Сколько у него времени?
Улицы и проспекты заполнялись прохожими. Илан пробирался через толпу, то и дело поглядывая по сторонам. Когда рядом взревел мотор мотоцикла, он только что не подпрыгнул от ужаса и неожиданности.
Нельзя поддаваться безумию, нужно успокоиться, привести мысли в порядок.
Через четверть часа Илан вошел в пивную «О’Жюль». Хлоэ сидела за столиком в глубине зала, одна. Она машинальным движением помешивала ложечкой в чашке, глядя в стену. Илан опустился на стул, снял перчатки, наклонился, поймал взгляд неестественно голубых глаз и сказал, понизив голос до шепота:
– Меня заманили в квартиру Анни Бокур, она инспектор полиции. Была инспектором. Ее убили.
– Убили? – Хлоэ всплеснула руками. – Как это случилось? Кто тебя туда заманил?
– Они. «Паранойя».
Илан говорил через силу и как будто не знал, с чего начать.
– Ее закололи отверткой. В спину. Той самой отверткой с оранжевой рукояткой, на которой я оставил отпечатки и кровь во время тех кретинских тестов в лаборатории. Они все рассчитали. Я сразу вспомнил, когда увидел тело.

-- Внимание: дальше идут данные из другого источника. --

PR #668, opened 2023-06-10
feat: block voting again for same proposal

Sekhmet:
This commit adds pendingVotes in state (it's lost on refresh), so after voting you can't vote for the same proposal again.

This is simple workaround to make UX better. In the future we probably should have better way to handle it where pending vote gets treated same as real ones with a way to handle cases where pending vote actually doesn't execute (transaction failure etc.)

### DIFF
--- a/src/components/Proposal.vue
+++ b/src/components/Proposal.vue
@@ -58,6 +58,7 @@ async function handleVoteClick(choice: Choice) {
         <Vote :proposal="proposal">
           <template #unsupported><div /></template>
           <template #waiting><div /></template>
+          <template #voted-pending><div /></template>
           <template #voted>
             <Results :proposal="proposal" />
           </template>
--- a/src/components/Vote.vue
+++ b/src/components/Vote.vue
@@ -1,10 +1,12 @@
 <script setup lang="ts">
 import { _t } from '@/helpers/utils';
+import { useUiStore } from '@/stores/ui';
 import { getNetwork } from '@/networks';
-import type { Proposal as ProposalType } from '@/types';
+import { Proposal as ProposalType } from '@/types';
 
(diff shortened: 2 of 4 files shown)


bonustrack:
I got this error with estimate gas with this PR for some reason
image
Seem to work on https://snapshotx.xyz

bonustrack:
Hum actually it work sometimes, not sure if it's related to this PR.

Sekhmet:
@bonustrack are you trying to vote on cancelled proposal? Those will show up in UI until we merge cancel PR.

bonustrack:
Oops good catch, I was doing that.

bonustrack:
Can't get a tx onchain for some reason (using EthSig authenticator), tried couple time with the PR or snapshotx.xyz here:
https://goerli.etherscan.io/tx/0xc8f5ff8b332671c752894ee40097549b464b4bdf6f00927efb2f829a5ec63bfd
https://goerli.etherscan.io/tx/0x363f834f0ea8085fa0b521ae58c65cacac371755198f5c8f772459431f477540

Sekhmet:
@bonustrack nonce manager from ethers.js is broken, it probably bumped nonce for failed transactions and is now stuck. We will have to write our own solution for managing nonces probably.

bonustrack:
I've restarted Mana and now it work again. Some related discussion here: https://github.com/ethers-io/ethers.js/issues/972

bonustrack:
Can we display results here after user vote?
image

Sekhmet:
@bonustrack I didn’t do that because those would be inaccurate (your vote won’t be accounted for yet) unless we want to go all the way right away and implement full optimistic updates like described in PR message.

bonustrack (approved):
Ok let's keep it like this for now tACK

Issue #674, opened 2023-06-12
feat: dropdown component


bonustrack:
We should create a dropdown component (can be using floating-ui, similar than tooltips), this component can be used on proposal page here to include "Edit proposal", "Cancel proposal", "View metadata":
<img width="1469" alt="image" src="https://github.com/snapshot-labs/sx-ui/assets/16245250/d975eccf-baa3-4640-93f9-641c1fb124fe">
Design can be similar than tooltip (using border color as bg)
<img width="897" alt="image" src="https://github.com/snapshot-labs/sx-ui/assets/16245250/1673727e-f54a-4cb1-8e5b-ba771db9a443">

PR #666, opened 2023-06-09
feat: add proposal cancellation support

Sekhmet:
This PR allows to cancel proposals.

Depends on: https://github.com/snapshot-labs/sx-subgraph/pull/27 (needs to be added to all subgraphs), see test plan how to test before it's deployed.

## Test plan
- Disable all networks but `gor`.
- Change `gor` apiUrl to https://api.studio.thegraph.com/query/41343/sekhmet-sx-goerli/version/latest.
- Create proposal.
- Go to that proposal as space owner.
- You can cancel it.
- Once cancelled it won't show up in proposal list.

PR #675, opened 2023-06-12
feat: add Dropdown

Sekhmet:
Closes: https://github.com/snapshot-labs/sx-ui/issues/674
Depends on: https://github.com/snapshot-labs/sx-ui/pull/666

## Test plan
- Disable linea.
- Create proposal.
- You can open dropdown.

### DIFF
--- a/src/views/Proposal.vue
+++ b/src/views/Proposal.vue
@@ -184,37 +184,46 @@ watch(
             </div>
           </router-link>
           <UiDropdown class="mr-3">
-            <UiDropdownItem v-if="editable" v-slot="{ active }">
-              <button
-                class="flex items-center gap-2"
-                :class="{ 'opacity-80': active }"
-                @click="handleEditClick"
+            <template #button>
+              <IH-dots-vertical class="text-skin-link" />
+            </template>
+            <template #items>
+              <UiDropdownItem v-if="editable" v-slot="{ active }">
+                <button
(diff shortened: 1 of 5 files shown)


src/views/Proposal.vue
```diff
@@ -185,24 +185,39 @@ watch(
...
-              </a>
-            </UiTooltip>
-            <UiTooltip title="View proposal metadata">
-              <a v-if="proposalMetadataUrl" :href="proposalMetadataUrl" target="_blank">
-                <IH-dots-vertical />
+          <UiDropdown class="mr-3">
+            <UiDropdownItem v-if="editable" v-slot="{ active }">
+              <button
+                class="flex items-center gap-2"
+                :class="{ 'opacity-80': active }"
```
bonustrack, line 192: Can we set this style within the Component itself so we don't need to replicate it elsewhere and we got same style across each dropdown?

bonustrack: When "active" is being used? Isn't this similar than "hover"? We can keep it like this if it's to complicated.

Sekhmet: Headless UI supports accessibility so active will be triggered if you focus in with keyboard, if you open popup and start typing part of word from item etc.

bonustrack:
Can you add hand cursor on the 3 dot menu?

bonustrack (approved):
tACK

Issue #619, opened 2023-04-28
style: add border-radius on cover


bonustrack:
We should add this style for cover on profile and space overview pages for small screen.

<img width="499" alt="image" src="https://user-images.githubusercontent.com/16245250/235190902-8b1a8150-9d3d-4bad-9f9d-cda77ccb99a4.png">

<img width="498" alt="image" src="https://user-images.githubusercontent.com/16245250/235191328-01e9cd53-1a43-4995-a385-b92806b941e9.png">

This uses a border radius of 16px.

PR #678, opened 2023-06-14
feat: add Space cover support

Sekhmet:
## Summary

Closes: https://github.com/snapshot-labs/sx-ui/issues/580
Closes: https://github.com/snapshot-labs/sx-ui/issues/658

Depends on: https://github.com/snapshot-labs/stamp/pull/56
Depends on: https://github.com/pulls

## Test plan

- Use local stamp from PR and change URL in Stamp.vue
- Change goerli API URL to https://api.studio.thegraph.com/query/41343/sekhmet-sx-goerli/version/latest
- Disable all other networks.
- You can see cover photo there.
- You can add cover photos to your own spaces.

## Further comments

We might want to lift size limit on pineapple too, some images will fail to upload now.

PR #679, opened 2023-06-14
feat: add border to cover photo

Sekhmet:
## Summary

Closes: https://github.com/snapshot-labs/sx-ui/issues/619
Depends on: https://github.com/snapshot-labs/sx-ui/pull/678

## Test plan
- Set up like https://github.com/snapshot-labs/sx-ui/pull/678
- Go to space/user profile.

### DIFF
--- a/src/components/SpaceCover.vue
+++ b/src/components/SpaceCover.vue
@@ -11,5 +11,5 @@ const cb = computed(() =>
 </script>
 
 <template>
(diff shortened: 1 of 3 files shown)


bonustrack:
Looks cool! 

- Can we make that the space avatar image (without counting the border) start at the same level than the text
image

- Also the end of the cover and start of the avatar should be at the same level on small or large screen for space and users
image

К столику подошел официант, Илан попросил принести кофе, стакан воды и продолжил:
– Я уверен, что врач был в резиновых перчатках, когда забирал у меня из рук отвертку, так что на ней только мои пальчики и моя ДНК. Брюнетка с баржи, назвавшаяся Беатрис Портинари, была их сообщницей. Они хотели запутать меня, чтобы я рано утром помчался на улицу Ренн – и оказался виновным в убийстве, которого не совершал. – Илан задыхался, глотал слова. – Кто-то позаботился о том, чтобы полиция приехала в тот самый момент, когда я был в квартире. Меня не арестовали только потому, что я успел сбежать. Все улики против меня, нет никакой возможности избежать…
– Успокойся, Илан, очень тебя прошу. Давай спокойно во всем разберемся, а то я ничего не понимаю в истории с Беатрис Портинари. Как ты попал к этой самой Беатрис, вернее, к Анни Бокур? Вы связывались по телефону?
Илан постучал указательным пальцем по столу.
– Все очень просто, сейчас объясню. Представь, что тебе нужно заставить человека пойти по тому или иному адресу, например на улицу Ренн, двадцать семь. Ты связываешься с новой жиличкой какой-то квартиры в Париже, выдав себя за ее прежнюю обитательницу, которую действительно звали Беатрис Портинари. Даешь ей номер своего мобильного – на случай, если кто-нибудь будет спрашивать женщину, чьим именем ты назвалась. Следишь за мыслью?
– Думаю, да. Выдать себя за бывшего жильца, которого никто не знает в лицо.
– Именно так. Инициалы «Б. П.» в записке, которую я нашел в кармане, принадлежат некой Беатрис Портинари, чью почту на прошлой неделе по ошибке бросили в мой ящик.